● WHAT THIS TASK INVOLVES:
Your answer is to be the count alone: the number of lines in the data below where "Orientation" appears.

● EXTRACTED DATA:
PR #1641, opened 2026-07-31
Demos 2446 program monitoring documents

connor-parke-icf:
This imports migrates monitoring documents to DEMOS. These doucments have been imported as regular, phase-less General Files with their description indicating their category, as we do not have a document type for it in DEMOS. In total there were 1380 documents here. 

## Automated review

- [x] Run AI Code Review


data/migration/stage_pmda_for_migration/models/docs/docs_pmda_prgm_docs_rpstry_crosswalked_desc.sql
```diff
@@ -0,0 +1,14 @@
+SELECT
+    trim(doc.orgnl_fil_name) AS name, -- noqa: RF04
+    doc_type.description || CASE WHEN doc.arcv_ind = 1 THEN ' (Archived)' ELSE '' END AS description,
```
connor-parke-icf, line 3: we dont have a document type that corresponds directly to Monitoring Call Agenda or Monitoring Call Minutes, so making these a "General File" and putting the old file category into the description, since these files dont have a description on PMDA. In addition, theres a notion of archiving a file that is used the the SELECT used for searching for these documents in the PMDA app. We dont have a concept of "archived" in DEMOS, but it seemd somewhat important, so i just add "(Archived)" to the doc's description if that flag exists.

zoeelkins (approved):
Looks good to me. Thank you again!

PR #1661, opened 2026-08-05
DEMOS-2570: Open DEMOS Orientation Videos in New Tab

tresdonicf:
Opens the DEMOS Orientation Video link in a new tab, tested manually


dustbuster (approved):
SEND IT!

● TASK ANSWER:
2